Week 1 Goals
Complete the implementation of the Ant Colony Optimization technique and run it on some simple shortest path problems to ensure the method is working. This might include determining some of the unknown parameters.
Week 1 Results
For the first week, I wanted to design an extensible framework for the ant problem that I could easily modify in the following weeks. This preliminary design is composed of one interface (antsim.cc) and two classes (ant.cc and map.cc). The interface takes parameters (map name and number of ants) from the command line, processes them, begins the simulation, and runs it until the user quits. It displays the progress of the ant colony as an ASCII view of the environment (see screenshot below).

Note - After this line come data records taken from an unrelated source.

Issue #393, opened 2022-04-30
Notify admin if developer changes status to indicate being hired


joemasilotti:
This is the first check in trying to track when a developer gets hired via the platform.

A PR addressing this issue should:

- [ ] Send a new admin email/notification when a developer's status changes to indicate they may have been hired

Any of the following changes should trigger the notification:

* A developer's search status changes from actively looking or open to not interested or invisible
* An admin marking a developer as invisible (via the Invisibilize button) should _not_ trigger the notification
* A developer removing full-time employment from their selected role types

benngarcia:
happy to jump in on this

joemasilotti:
Sure thing, all yours @benngarcia!

joemasilotti:
Closed via #401.

PR #401, opened 2022-05-01
Add potential hire notifications

benngarcia:
Addresses #393 - Adds notifications.

Some requested considerations were admin spam (new accounts clicking back and forth, with a higher profile update volume, despite likely not being potentially hired). Multiple triggers being hit, etc. Some things DB side could be different, but I'd rather leave that to a larger overhaul (if ever desired) than incremental improvements. Hack the rest in, lol.

One mild concern is I introduce a poorly performing developer method, `notifications_as_subject`, which needs to do a full sequential scan on with notifications table while parsing heavy text + performing postgres functions. Runs in background only at the moment, so it's fine to ship as is imo. 

ALSO: I google translated for translations, sorry. 

### Pull request checklist

- [:white_check_mark: ] My code contains tests covering the code I modified
- [:white_check_mark: ] I linted and tested the project with `bin/check`
- [:white_check_mark: ] I added significant changes and product updates to the [changelog](CHANGELOG.md)


config/locales/es.yml
```diff
@@ -234,6 +234,7 @@ es:
     new_conversation: "%{name} (%{company}) empezó una conversación con %{developer}."
     new_developer_profile: "%{developer} agregó su perfil de desarrollador."
     new_message: "%{sender} te envió un mensaje."
+    potential_hire: "%{developer} puede haber sido contratado."
```
joemasilotti, line 237: Please remove these - we can run a Google Translate sweep of everything later.

config/locales/pt-BR.yml
```diff
@@ -250,6 +250,7 @@ pt-BR:
     new_conversation: "%{name} (%{company}) iniciou uma conversa com %{developer}."
     new_developer_profile: "%{developer} adicionou seu perfil de desenvolvedor."
     new_message: "%{sender} lhe enviou uma mensagem."
+    potential_hire: "%{developer} pode ter sido contratado."
```
joemasilotti, line 253: Please remove these - we can run a Google Translate sweep of everything later.

app/notifications/potential_hire_notification.rb
```diff
@@ -0,0 +1,27 @@
+class PotentialHireNotification < Noticed::Base
+  deliver_by :database, if: :still_needed?
+  deliver_by :email, mailer: "AdminMailer", method: :potential_hire, if: :still_needed?
+
+  param :developer
+
+  def title
+    t "notifications.potential_hire",
+      developer: developer.name
```
joemasilotti, line 9:
```suggestion
    t("notifications.potential_hire", developer: developer.name)
```

app/notifications/potential_hire_notification.rb
```diff
@@ -0,0 +1,27 @@
...
+    developer_path(developer)
+  end
+
+  def still_needed?
+    return false if developer.notifications_as_subject
+      .where(created_at: 7.days.ago..10.seconds.ago,
+        type: "PotentialHireNotification").exists?
+
+    !developer.new_developer_account?
+  end
```
joemasilotti, line 26: Can you dive into why this is needed? It feels like a pre-optimization.

app/views/admin_mailer/potential_hire.html.erb
```diff
@@ -0,0 +1,4 @@
+<p><b><%= link_to @developer.name, "mailto:#{@developer.user.email}" %></b> may have been hired!</p> 
+
+
+<%= link_to "developer profile", notification_url(@notification) %>!</p>
```
joemasilotti, line 4:
```suggestion
<p><%= link_to "View their profile", notification_url(@notification) %></p>
```

test/mailers/previews/admin_mailer_preview.rb
```diff
@@ -13,4 +13,9 @@ def new_conversation
     notification = Notification.where(type: NewConversationNotification.to_s).first
     AdminMailer.with(record: notification, recipient: User.first).new_conversation
   end
+
+  def potential_hire
+    notification = Notification.where(type: PotentialHireNotification.to_s).first
```
joemasilotti, line 18: Is one of these created when running the database seeds? If not, can you update an existing record to make sure one of these notifications is created?

test/models/developer_test.rb
```diff
@@ -91,6 +91,41 @@ class DeveloperTest < ActiveSupport::TestCase
...
+    assert_difference "Notification.count", 0 do
+      developer.update!(search_status: :actively_looking)
+      developer.update!(search_status: :not_interested)
+    end
+
+    assert_equal Notification.last.type, PotentialHireNotification.name
+  end
+
+  test "correctly identifies a new developer account" do
+    assert_equal @developer.new_developer_account?, true
```
joemasilotti, line 126:
```suggestion
    assert @developer.new_developer_account?
```

test/models/developer_test.rb
```diff
@@ -91,6 +91,41 @@ class DeveloperTest < ActiveSupport::TestCase
...
+      developer.update!(search_status: :not_interested, created_at: (Developer::NEW_ACCOUNT_THRESHOLD + 1.day).ago)
+    end
+
+    assert_equal Notification.last.type, PotentialHireNotification.name
+    assert_equal Notification.last.recipient, users(:admin)
+  end
+
+  test "admins do not get alerted to new accounts changing search status" do
+    developer = Developer.create!(developer_attributes.merge(search_status: :actively_looking))
+    assert_difference "Notification.count", 0 do
```
joemasilotti, line 106:
```suggestion
    assert_no_difference "Notification.count"
```

test/models/role_type_test.rb
```diff
@@ -0,0 +1,14 @@
...
+
+  test "after update callback" do
+    developer = Developer.create!(developer_attributes.merge(created_at: 30.days.ago))
+    role_type = RoleType.create!(full_time_employment: true, developer:)
+
+    assert_difference "Notification.count", 1 do
+      role_type.update!(full_time_employment: false)
+    end
+  end
+end
```
joemasilotti, line 14:
```suggestion
end
```

joemasilotti: (fixes the line ending)

test/models/role_type_test.rb
```diff
@@ -0,0 +1,14 @@
+require "test_helper"
+
+class RoleTypeTest < ActiveSupport::TestCase
+  include DevelopersHelper
+
+  test "after update callback" do
```
joemasilotti, line 6:
```suggestion
  test "notifies admins when changes indicate a potential hire" do
```

test/models/role_type_test.rb
```diff
@@ -0,0 +1,14 @@
...
+    developer = Developer.create!(developer_attributes.merge(created_at: 30.days.ago))
+    role_type = RoleType.create!(full_time_employment: true, developer:)
```
joemasilotti, line 8: Any reason to not use an existing fixture and update these two fields?

joemasilotti (changes requested):
This is looking great! Thanks for kicking this off and knocking it out so quickly. I made a bunch of small change requests and posted a few questions.

Outside of those, my big question is if we really need the throttling based on when the change was made. I'd rather get flooded with notifications now and have to optimize later then pre-optimize now and have to maintain this code forever.

Perhaps all we need to get this launched is to ensure that if a developer triggers the notification via changing `RoleType` _and_ their search status that it only sends admins one notification.

Curious to hear what you think!

app/notifications/potential_hire_notification.rb
joemasilotti: Oh, and for future reference, I think we can use the built in querying support from noticed to find these.


https://github.com/excid3/noticed/discussions/220#discussioncomment-2501568

benngarcia:
> This is looking great! Thanks for kicking this off and knocking it out so quickly. I made a bunch of small change requests and posted a few questions.
> 
> Outside of those, my big question is if we really need the throttling based on when the change was made. I'd rather get flooded with notifications now and have to optimize later then pre-optimize now and have to maintain this code forever.
> 
> Perhaps all we need to get this launched is to ensure that if a developer triggers the notification via changing `RoleType` _and_ their search status that it only sends admins one notification.
> 
> Curious to hear what you think!

Oh, totally. I had trouble context switching from work, where I'm currently working on similar funnel optimizations, including admin notifications. I'm used to implementing a throttling mechanism, typically using our own `NotificationRecord` model, which also tracks all email sends. You're absolutely right that this is an unnecessary pre-optimization for this PR.

In terms of changing logical condition operator from OR to AND, I'm trying to remember how the after_update_commit will work when looking at an associated object that may be wrapped in the same transaction, or it maybe isn't wrapped in a transaction. In lieu of that complexity, I've taken a look at the original ask. I think it would be better to only look at the developers `search_status` and ignore changes to `role_type` for now. 

My reasoning is that for majority of use-cases we'd like to be notified of - users who remove their full_time_employment roll type option will be a majority inclusive sub-set of users who change their search status. I think we can reduce complexity, remove some red herrings and, in my mind, sacrificing very little 'capture' by only looking at developer `search_status` for now. 

Thoughts?

app/notifications/potential_hire_notification.rb
benngarcia: Addressed in comments below, I agree :)

joemasilotti:
> I think it would be better to only look at the developers search_status and ignore changes to role_type for now.

Works for me! Thanks for thinking that through. Let's do it.

benngarcia:
> > I think it would be better to only look at the developers search_status and ignore changes to role_type for now.
> 
> Works for me! Thanks for thinking that through. Let's do it.

Sweet, requested changes were made.

app/models/developer.rb
```diff
@@ -90,8 +95,23 @@ def feature!
...
   end
 
+  def new_developer_account?
+    created_at > NEW_ACCOUNT_THRESHOLD.ago
+  end
+
   private
 
+  def changes_indicate_potential_hire?
+    return false unless saved_change_to_search_status? && !new_developer_account?
```
joemasilotti, line 105: Let's drop the second clause. Since we are firing on update, and not on create, I'm fine with getting an extra notification if someone changes their status after signing up.

app/views/admin_mailer/potential_hire.html.erb
```diff
@@ -0,0 +1,4 @@
+<p><b><%= link_to @developer.name, "mailto:#{@developer.user.email}" %></b> may have been hired!</p> 
+
+
+<%= link_to "View their profile", notification_url(@notification) %>!</p>
```
joemasilotti, line 4:
```suggestion
<p><%= link_to "View their profile", notification_url(@notification) %></p>
```

db/seeds/developers.rb
```diff
@@ -54,3 +54,14 @@
   twitter: Faker::Internet.username,
   linkedin: Faker::Internet.username
 })
+
+# No Longer Looking
+developer_not_interested = SeedsHelper.create_developer!("hired", {
```
joemasilotti, line 59:
```suggestion
# Potential hire
developer = SeedsHelper.create_developer!("hired", {
```

joemasilotti (changes requested):
A few tiny tweaks and we are good to go!

benngarcia:
Latest requested changes made :+1:

joemasilotti:
Alright! I had to fix a broken test but other than that this is great.

I also tweaked some things that were personal preference. I'm going to follow up with another PR that addresses the TODO after I merge in #404.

In this first version of the ant simulator, the ant movement is fairly simple. The ant starts at the nest and randomly moves either up, down, left, or right. If the ant walks onto a cell with pheromone, it follows the pheromone trail either towards the nest or towards the food. If the ant finds food, it walks directly back to the nest while laying a pheromone trail.
This might appear to be cheating since the ant automatically knows how to find the nest. However, the map is flat and has no obstructions which gives the ant a clear line of sight to the nest. Many researchers argue that this allows an ant to easily find its way back without using pheromone.
Of course, the problem with this technique is that when an ant randomly walks on to a pheromone trail, it doesn't know whether it is following the trail to food or to the nest. This causes the ant to waste much of its time walking in circles instead of towards food. Furthermore, as the pheromone trail becomes stronger, more ants will be join the trail which prevents other food supplies on the map from being explored.